** RECORDED INFORMATION follows **

PR #764, opened 2023-02-14
DOP-3518: get umbrella metadata with one from repos_branches

seungpark:
**Goal:** reduce chance of bug in production where associated products query for the wrong umbrella product. was able to reproduce this error locally when attempting to persist an associated product on a testing branch

Persistence module (on master branch) would query `snooty_<env>.metadata` for an entry that has `associated_products` with one of the associated products. This could potentially lead to a test branch, and persistence module will exit quickly due to error `No repoBranches entry available for umbrella metadata with project: cloud-docs, branch: test-branch`.

this change adds a double trip query to first check for umbrella metadata, then its verified branches, then its metadata within the verified branches. 

**note:** should the umbrella metadata only be from the default (first of repo_branches.branches) or can it be one of any umbrella product versions. ie. atlas has v1 and v1.2, both have associated cli versions v1.3 and v1.4, which should be the target umbrella metadata


modules/persistence/src/services/metadata/associated_products/index.ts
```diff
@@ -74,10 +82,25 @@ export const hasAssociations = (metadata) => !!metadata.associated_products?.len
 const umbrellaMetadataEntry = async (project: string): Promise<Metadata> => {
   try {
     const snooty = await db();
+
+    // first find any umbrella
+    const umbrella = await snooty.collection('metadata').findOne({
+      'associated_products.name': project,
+      is_merged_toc: false,
+    });
```
casthewiz, line 90: nit for the future: this should probably return most recent result, but not worth worrying about yet.

modules/persistence/src/services/metadata/associated_products/index.ts
```diff
@@ -74,10 +82,25 @@ export const hasAssociations = (metadata) => !!metadata.associated_products?.len
...
+
+    if (!umbrella) {
+      return null as unknown as Metadata;
+    }
+
+    const repoDoc = await getRepoBranchesEntry(project);
```
casthewiz, line 96: Did we want to use the `branch` from umbrella as an argument here?

casthewiz (commented):
This LGTM structurally, just want to check on some small things

> note: should the umbrella metadata only be from the default (first of repo_branches.branches) or can it be one of any umbrella product versions. ie. atlas has v1 and v1.2, both have associated cli versions v1.3 and v1.4, which should be the target umbrella metadata

It should be from any umbrella product version. 👍

casthewiz:
I spent a good amount of time trying to think about whether we should batch all the repoBranches document fetching at once - still haven't really thought about a good way to do it, but worth considering.

modules/persistence/src/services/metadata/associated_products/index.ts
seungpark: i think this would re-introduce the error here. i purposely left out the branch here

ie. `writers staging branch (which includes associated products) is persisted the latest` ->  no repo_branches entry for this branch

modules/persistence/src/services/metadata/associated_products/index.ts
seungpark: that's a good catch. adding sort in the findOptions

seungpark:
> I spent a good amount of time trying to think about whether we should batch all the repoBranches document fetching at once - still haven't really thought about a good way to do it, but worth considering.

i agree. this can be cached in memory with `project` options to minimize storage. we can take this as a performance improvement along with the early returns and queue shifts

casthewiz (approved):
LGTM!

PR #766, opened 2023-02-15
DOP-2565: Create cron job to fail stuck jobs

rayangler:
### Ticket

[DOP-2565](https://jira.mongodb.org/browse/DOP-2565)

### Notes

* Adds a new cron job `FailStuckJobs` to update `inProgress` jobs that started 8+ hours ago to `timedOut` in the database.
* Adds a new `taskId` field to the job's document. This is used for programmatically stopping failed ECS tasks with said `taskId`.
* Tested by setting cron schedule and database query to 2 minutes instead of 8 hours and then test deploying jobs on preprd. If needed, let me know if you'd like to test, so we can take over preprd.
* Created a related [wiki page](https://wiki.corp.mongodb.com/display/DE/Stopping+Stuck+Autobuilder+Jobs).
* Example of [failed job](https://workerpoolstaging-qgeyp.mongodbstitch.com/pages/job.html?collName=dotcom_queue&jobId=63efbaa9519cf19d637d3c3f) running for longer than 2 minutes.


src/services/containerServices.ts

** End of RECORDED INFORMATION **

= TASK TO COMPLETE =
The output should restate the data exactly, with no line missing.

= COMPLETED EXERCISE =
PR #764, opened 2023-02-14
DOP-3518: get umbrella metadata with one from repos_branches

seungpark:
**Goal:** reduce chance of bug in production where associated products query for the wrong umbrella product. was able to reproduce this error locally when attempting to persist an associated product on a testing branch

Persistence module (on master branch) would query `snooty_<env>.metadata` for an entry that has `associated_products` with one of the associated products. This could potentially lead to a test branch, and persistence module will exit quickly due to error `No repoBranches entry available for umbrella metadata with project: cloud-docs, branch: test-branch`.

this change adds a double trip query to first check for umbrella metadata, then its verified branches, then its metadata within the verified branches. 

**note:** should the umbrella metadata only be from the default (first of repo_branches.branches) or can it be one of any umbrella product versions. ie. atlas has v1 and v1.2, both have associated cli versions v1.3 and v1.4, which should be the target umbrella metadata


modules/persistence/src/services/metadata/associated_products/index.ts
```diff
@@ -74,10 +82,25 @@ export const hasAssociations = (metadata) => !!metadata.associated_products?.len
 const umbrellaMetadataEntry = async (project: string): Promise<Metadata> => {
   try {
     const snooty = await db();
+
+    // first find any umbrella
+    const umbrella = await snooty.collection('metadata').findOne({
+      'associated_products.name': project,
+      is_merged_toc: false,
+    });
```
casthewiz, line 90: nit for the future: this should probably return most recent result, but not worth worrying about yet.

modules/persistence/src/services/metadata/associated_products/index.ts
```diff
@@ -74,10 +82,25 @@ export const hasAssociations = (metadata) => !!metadata.associated_products?.len
...
+
+    if (!umbrella) {
+      return null as unknown as Metadata;
+    }
+
+    const repoDoc = await getRepoBranchesEntry(project);
```
casthewiz, line 96: Did we want to use the `branch` from umbrella as an argument here?

casthewiz (commented):
This LGTM structurally, just want to check on some small things

> note: should the umbrella metadata only be from the default (first of repo_branches.branches) or can it be one of any umbrella product versions. ie. atlas has v1 and v1.2, both have associated cli versions v1.3 and v1.4, which should be the target umbrella metadata

It should be from any umbrella product version. 👍

casthewiz:
I spent a good amount of time trying to think about whether we should batch all the repoBranches document fetching at once - still haven't really thought about a good way to do it, but worth considering.

modules/persistence/src/services/metadata/associated_products/index.ts
seungpark: i think this would re-introduce the error here. i purposely left out the branch here

ie. `writers staging branch (which includes associated products) is persisted the latest` ->  no repo_branches entry for this branch

modules/persistence/src/services/metadata/associated_products/index.ts
seungpark: that's a good catch. adding sort in the findOptions

seungpark:
> I spent a good amount of time trying to think about whether we should batch all the repoBranches document fetching at once - still haven't really thought about a good way to do it, but worth considering.

i agree. this can be cached in memory with `project` options to minimize storage. we can take this as a performance improvement along with the early returns and queue shifts

casthewiz (approved):
LGTM!

PR #766, opened 2023-02-15
DOP-2565: Create cron job to fail stuck jobs

rayangler:
### Ticket

[DOP-2565](https://jira.mongodb.org/browse/DOP-2565)

### Notes

* Adds a new cron job `FailStuckJobs` to update `inProgress` jobs that started 8+ hours ago to `timedOut` in the database.
* Adds a new `taskId` field to the job's document. This is used for programmatically stopping failed ECS tasks with said `taskId`.
* Tested by setting cron schedule and database query to 2 minutes instead of 8 hours and then test deploying jobs on preprd. If needed, let me know if you'd like to test, so we can take over preprd.
* Created a related [wiki page](https://wiki.corp.mongodb.com/display/DE/Stopping+Stuck+Autobuilder+Jobs).
* Example of [failed job](https://workerpoolstaging-qgeyp.mongodbstitch.com/pages/job.html?collName=dotcom_queue&jobId=63efbaa9519cf19d637d3c3f) running for longer than 2 minutes.


src/services/containerServices.ts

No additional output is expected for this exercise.